* **INSTRUCTIONS TO FOLLOW**
All lines from the one with "Thanks for the info!" through the last line of the data below should be copied exactly; please add nothing.

* **AVAILABLE DATA**
PR #24, opened 2021-03-14
fix for missing image table in website/html_img/mean_diag.html

bitterbark:
This is a tiny change but is necessary for the mean_diag.html file to be written with actual images in it.

### DIFF
--- a/lib/CamDiag.py
+++ b/lib/CamDiag.py
@@ -702,7 +702,6 @@ class CamDiag:
 
                         #Create output file (don't worry about analysis type for now):
                         outputfile = img_pages_dir / f'plot_page_{var}_{season}_{ptype}.html'
-
                         img_data = [os.pardir+os.sep+assets_dir.name+os.sep+img.name, alt_text]  # Hacky - how to get the relative path in a better way?
                         title = f"Variable: {var}"              #Create title
                         tmpl = jinenv.get_template('template.html')  #Set template
--- a/lib/CamDiag.py
+++ b/lib/CamDiag.py
@@ -675,7 +675,6 @@ class CamDiag:
             idest = assets_dir / img.name
             shutil.copyfile(img, idest) # store image in assets
 
-
         mean_html_info = OrderedDict()  # this is going to hold the data for building the mean
                                         # plots provisional structure:
                                         # key = variable_name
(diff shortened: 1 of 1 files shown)


brianpm:
Look ok to me, but just took a quick peek without testing. I want to blame @nusbaume for that, but I'm not confident he didn't inherit it from me. 

Probably more important is that we should try to formulate a file naming scheme that will be robust and facilitate making these scripts+templates as simple as possible.

nusbaume:
Hi @bitterbark 

Sadly this fix doesn't work for me, because all of the image files have names like `LWCF_ANN_LatLon_Mean.png`, which means the new glob won't catch them (but the original glob does).  Can you point me to the test (and code) you ran that caused you to find this problem?

bitterbark:
That's weird. The glob command to fill mean_diag.html wasn't returning
anything to me in its original form, because my files are named with the
Mean as the third field
LWCF_ANN_Mean_LatLon.png
LWCF_DJF_Mean_LatLon.png
LWCF_JJA_Mean_LatLon.png
...
(see /glade/scratch/bundy/cam_diag_plots/website/assets/)

I'm running unmodified (other than that) code I downloaded Sunday, in
 /glade/u/home/bundy/diag/CAM_diagnostics/CAM_diagnostics/
using input config_dani.yaml

(Note I'm just using y'all's data files, that functionality worked great!)
plotting into  /glade/scratch/bundy/cam_diag_plots/website.

As a side-note, I can see that I could just have * instead of Mean to be
more consistent with your original line
although since all the figures are Mean it currently works for me. Unless
we might end up with non-mean figures in there.
ORIG : for img in assets_dir.glob(f"{var}_{season}_{ptype}_*.png"): PULL
REQ: for img in assets_dir.glob(f"{var}_{season}_Mean_{ptype}*.png"
BETTER?    :     for img in assets_dir.glob(f"{var}_{season}_*_{ptype}.png"
But that doesn't solve the mystery of the figures being written to
different names.



On Mon, Mar 15, 2021 at 3:15 PM Jesse Nusbaumer ***@***.***>
wrote:
>
> Hi @bitterbark
>
> Sadly this fix doesn't work for me, because all of the image files have
names like LWCF_ANN_LatLon_Mean.png, which means the new glob won't catch
them (but the original glob does). Can you point me to the test (and code)
you ran that caused you to find this problem?

nusbaume:
Hi @bitterbark 

Thanks for the info!  I think I found the problem.  Can you copy this file on Glade to your `scripts/plotting` directory:

`/glade/work/nusbaume/SE_projects/model_diagnostics/CAM_diagnostics_fork/scripts/plotting/plot_example.py`

and then try it again with the old glob method?  

I believe the issue is that I tried to standardize the plots names, but I missed the naming in `plot_example.py`, which of course is probably the one I should have done first.

Anyways, please let me know how it goes, and thanks for the help!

* **WRITTEN SOLUTION**
Thanks for the info!  I think I found the problem.  Can you copy this file on Glade to your `scripts/plotting` directory:

`/glade/work/nusbaume/SE_projects/model_diagnostics/CAM_diagnostics_fork/scripts/plotting/plot_example.py`

and then try it again with the old glob method?  

I believe the issue is that I tried to standardize the plots names, but I missed the naming in `plot_example.py`, which of course is probably the one I should have done first.

Anyways, please let me know how it goes, and thanks for the help!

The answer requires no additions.